Colombia brings back lockdowns as coronavirus cases rise
As the holiday season winds down, Colombia is experiencing a sharp rise in coronavirus infections that has prompted several cities to impose curfews and stay at home measures that had not been implemented for months.
In the capital city of Bogota, the local government locked down three districts that have a population of about 2.5 million people, ordering all businesses except for supermarkets and pharmacies in that part of the city to close.
In Medellin, Colombia's second-largest city, authorities announced a curfew that will last from 10 p.m.to 5 a.m. every day until next week.
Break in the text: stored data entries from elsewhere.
PR #5, opened 2022-01-04
Added integration tests for charm start

MiaAltieri:
tests/integration/helpers.py from Marcelo's [postgres operator](https://github.com/canonical/postgresql-operator/blob/main/tests/integration/helpers.py)


tests/integration/test_charm.py
```diff
@@ -0,0 +1,88 @@
...
+
+
+@pytest.mark.abort_on_fail
+async def test_status(ops_test: OpsTest) -> None:
+    """Verifies that the application and unit are active"""
+    await ops_test.model.wait_for_idle(
+        apps=[APP_NAME], status="active", timeout=1000
+    )
+    assert len(ops_test.model.applications[APP_NAME].units) == 1
+    assert ops_test.model.applications[APP_NAME].units[0].workload_status == "active"
```
WRFitch, line 35: You shouldn't need this line, since you're already checking the status is active in line 32.

tests/integration/test_charm.py
```diff
@@ -0,0 +1,88 @@
...
+
+
+@pytest.mark.abort_on_fail
```
WRFitch, line 38: Generally I'd avoid abort_on_fail for every test that doesn't test essential functionality - it's necessary for building and deploying charms, but not for checking config files are correct, for example. 

My reasoning is that it's important to understand every failure, but when we know the essentials are broken, we can assume everything else is broken as well, and therefore we skip the less important tests. If the essentials are fine, we run all the tests so the developer has information about what's working and what isn't, and can make the necessary fixes without having to run these tests so often.

tests/data/mongod.conf
```diff
@@ -0,0 +1,15 @@
+net:
+  bindIp: localhost,10.126.63.237
```
WRFitch, line 2: I can't see this IP defined anywhere else - is this related to your local config?

tests/integration/test_charm.py
```diff
@@ -0,0 +1,88 @@
...
+            uri += ","
+        unit = ops_test.model.applications[APP_NAME].units[i]
+        uri += "{}:{}".format(unit.public_address, 27017)
+    uri += "/?replicaSet=rs0"
+
+    # connect to mongo replicaSet
+    client = MongoClient(uri)
+
+    # check mongo replicaset is ready
+    assert client.server_info()
```
marceloneppel, line 73: Maybe you can check the return against an expected content here too, to make it clear what is being checked (I believe it's a string).

tests/integration/test_charm.py
```diff
@@ -0,0 +1,88 @@
...
+        )
+        assert expected_mongodb_conf == unit_mongodb_conf_data
+
+
+@pytest.mark.abort_on_fail
+async def test_database_is_up_as_replica_set(ops_test: OpsTest) -> None:
+    """Tests that mongodb is running as a replica set for the application units"""
+    # construct URI for MongoDB replica set
+    uri = "mongodb://"
+    for i in range(0, len(ops_test.model.applications[APP_NAME].units)):
```
marceloneppel, line 62: Do you plan to deploy more than one unit in the integration tests right now in order to check the correct url construction and connection? I asked just because of this `for` logic. I understand that maybe you plan to implement it in a future PR.

tests/integration/test_charm.py
MiaAltieri: This makes a lot of sense to me!  Thanks for clearing this up for me Will! :D

tests/data/mongod.conf
MiaAltieri: Great question, this IP actually gets overwritten in [line 87](https://github.com/MiaAltieri/mongodb-operator/blob/71559c44d1a0611f7d33f9ed080365ee2c64e3f2/tests/integration/test_charm.py#L87) this is because this IP is meant to be the unit's IP address and we wouldn't know it ahead of time. I see how this is confusing. Maybe I could change it to:
```
net:
  bindIp: localhost,<placeholder_unit_ip>
```
Would that make things more clear?

tests/integration/test_charm.py
MiaAltieri: Hi @marceloneppel , great question! Yes I have several `for` loops that loop through the units in this file. My plan was to generalize the code and then implement it in a future PR. 

@jnsgruk correct me if I am wrong here, but my thought was to test multiple unit functionality after `juju add-unit` has been implemented.

tests/integration/test_charm.py
MiaAltieri: Yes! Actually I think that `client.server_info()` returns a string when the server is ready and otherwise it throws a `ServerSelectionTimeoutError` do you think I should just check that it doesn't throw a `ServerSelectionTimeoutError`?

tests/data/mongod.conf
WRFitch: Ah, I understand now. Setting it to explicitly be a placeholder would make this clearer, thanks!

tests/integration/helpers.py
```diff
@@ -0,0 +1,53 @@
...
+        await run_command_on_unit(unit, f"chmod {PERMISSION_MASK_FOR_SCP} {path}")
+
+    # Get the contents of the file.
+    temp_file = tempfile.NamedTemporaryFile()
+    await unit.scp_from(path, temp_file.name, scp_opts=["-v"])
+    data = temp_file.read().decode("utf-8")
+    temp_file.close()
+
+    # Change the file permissions back to the original mask.
+    if permissions != PERMISSION_MASK_FOR_SCP:
```
jnsgruk, line 35: This condition doesn't seem right? I think you need a flag somewhere to show that you modified the permissions just after line 26 above then check for that condition here?

tests/integration/helpers.py
```diff
@@ -0,0 +1,53 @@
+# Copyright 2021 Canonical Ltd.
+# See LICENSE file for licensing details.
+
+
+import tempfile
+from typing import Optional
+
+PERMISSION_MASK_FOR_SCP = 644
```
jnsgruk, line 8:
```suggestion
_PERMISSION_MASK_FOR_SCP = 644
```

tests/integration/test_charm.py
jnsgruk: Yeh, I think it's good to keep this general, but it might be nicer to use pytest's `paramterize` feature and keep the actual test code relatively simple, while using `parameterize` to modify which unit the test runs on?

(Super simple example: https://github.com/canonical/interview-questions/blob/71dfb9d6d981be8b83d22c2f41b9ede93e758a7b/q01/tests/test_validation.py#L20)

tests/integration/test_charm.py
jnsgruk: This might help: https://docs.pytest.org/en/6.2.x/assert.html#assertions-about-expected-exceptions

jnsgruk (commented):
Looking good so far.

tests/integration/test_charm.py
marceloneppel: I was thinking about checking the content of the string (just to confirm that it returns the expected content based on the url that was passed to the client). But, an additional check like you and Jon mentioned would be very nice (for testing with an invalid url).

tests/integration/helpers.py
MiaAltieri: Sounds good to me, updating this

@marceloneppel , tagging you here since I used your code for this and we should keep it consistent. Maybe we should add this to a library instead since it seems quite useful and I could see other people needing :-)

tests/integration/helpers.py
MiaAltieri: @marceloneppel see above

tests/integration/test_charm.py
MiaAltieri: @marceloneppel I was thinking of doing something like this at first, but then I realised that the information returned by `server_info` gives information about the server that MongoDB is running on, such as the version of MongoDB, the version of git, what javascriptEngine is running, what the build environment is, etc. It doesn't really provide anything that is related to the deployment of MongoDB. 

**But** by returning this information and not throwing an error, it verifies that we were able to make a connection with MongoDB on both the units specified **and** the replicaset specified. This verifies two things:
1. an instance of MongoDB is running on the specified unit
2. the replicaset specified does exist **and** we can reach it

If we wanted to do further checks we could ask the client for information with something like `client.admin.command("replSetGetConfig")` in which we pass the command `replSetGetConfig` to the MongoDB client which we hopefully give us the config options for the replica set. And we could check that information to verify that specified replica set is there and that it runs for each unit. But I think this would be redundant since the fact we get a response from the server indicates these things already. 

I could go either way on this  🤷 , let me know if you want to do these extra checks. I trust your judgement 😄

tests/integration/helpers.py
marceloneppel: Thanks Mia! Yes, I agree that makes sense to create a library for that. We can discuss about it as probably there will be more charms testing this conditions.

tests/integration/test_charm.py
marceloneppel: Hi Mia! Yes. I agree that checking that information that you described is redundant. With all this info now, I believe we can keep the test as they are. Thanks for the details, Mia!

MiaAltieri: @jnsgruk Thanks for this link! It's quite helpful about asserting that an exception did occur. Since I am in the case of trying to assert that an exception did not occur. It makes things more complicated since we can't use the `with pytest.raises(ServerSelectionTimeoutError):` I think it might be the case that we would have to try and if an exception is thrown then we assert False with an explaination. Or am I missing something. Sorry if it is obvious I'm still experiencing some fatigue and brainfog

WRFitch (approved):

marceloneppel (approved):

jnsgruk (approved):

Night-time curfews have also been adopted in the city of Cali and in some towns along Colombia's Caribbean coast where thousands of tourists are still spending their holidays.
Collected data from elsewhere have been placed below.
PR #13, opened 2022-02-08
CI workflow

MiaAltieri:
CI workflow added to GitHub, modifications (and corrections) made to unit tests to facilitate the CI testing. Also some major reformatting was done for the linter

### DIFF
--- a/.github/workflows/main.yml
+++ b/.github/workflows/main.yml
@@ -1,0 +1,36 @@
+name: Tests
+on: [pull_request, push]
+
+jobs:
+  lint:
+    name: Lint
+    runs-on: ubuntu-latest
+    steps:
+      - name: Checkout
+        uses: actions/checkout@v2
+      - name: Install dependencies
+        run: python3 -m pip install tox
+      - name: Run linters
+        run: tox -e lint
+  unit-test:
+    name: Unit tests
+    runs-on: ubuntu-latest
+    steps:
+      - name: Checkout
+        uses: actions/checkout@v2
+      - name: Install dependencies
+        run: python -m pip install tox
+      - name: Run tests
+        run: tox -e unit
+  integration-test-microk8s:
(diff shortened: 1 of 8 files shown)


quiet-ranger (approved):
Most of the changes are harmless.  I only skimmed over the unit tests because we have a separate story to refactor them where needed.

.github/workflows/main.yml
```diff
@@ -0,0 +1,36 @@
+name: Tests
+on: [pull_request, push]
```
zmraul, line 2: I'm unaware If this has been discussed, but should the CI run on all branches, or specify only on main branch?

src/charm.py
```diff
@@ -1,21 +1,28 @@
...
-from mongoserver import MONGODB_PORT, MongoDB, ConnectionFailure, ConfigurationError
+from ops.model import (
+    ActiveStatus,
+    BlockedStatus,
+    MaintenanceStatus,
+    Relation,
+    WaitingStatus,
+)
+
+from mongoserver import MONGODB_PORT, ConfigurationError, ConnectionFailure, MongoDB
```
zeljkoagic, line 25: Not sure if our convention is to break over 80 lines; If yes, then we can multiline this import too.

zmraul (commented):
A small comment on the yml file. Otherwise I think it's fantastic to have CI up and running for the project!

.github/workflows/main.yml
jnsgruk: Good catch, Mia see https://github.com/canonical/operator-template/blob/d54942b30e9f1f0b2eb402d876f41bfd3a9efa62/.github/workflows/ci.yaml#L5

src/charm.py
jnsgruk: 99 lines for charms, per the styleguide :)

jnsgruk (approved):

Officials said the measures are being taken to control a growing number of infections and stabilize hospitalization rates.
Colombia was reporting around 8,000 new coronavirus infections per day at the end of November, but transmission appears to have risen in December as people traveled for the holidays, met with their families, and in some cases, held mass gatherings and dance parties, despite a government ban on such activities.
Over the past week, the South American country has been reporting more than 11,000 infections per day, while in some cities ICU wards for coronavirus patients have reached 90% occupancy rates.
In Bogota, 23 hospitals—out of 60—reported on Monday that their ICU wards were fully occupied. On Tuesday, officials said that they were locking down part of the city to prevent hospitals from overflowing.
"In the following days we will have 1.3 million people returning" from vacation, Luis Ernesto Gomez, the city's acting mayor, said on Tuesday. Mayor Claudia Lopez is currently on vacation. "That will put pressure on our hospitals and increase interactions and contagion," Gomez said.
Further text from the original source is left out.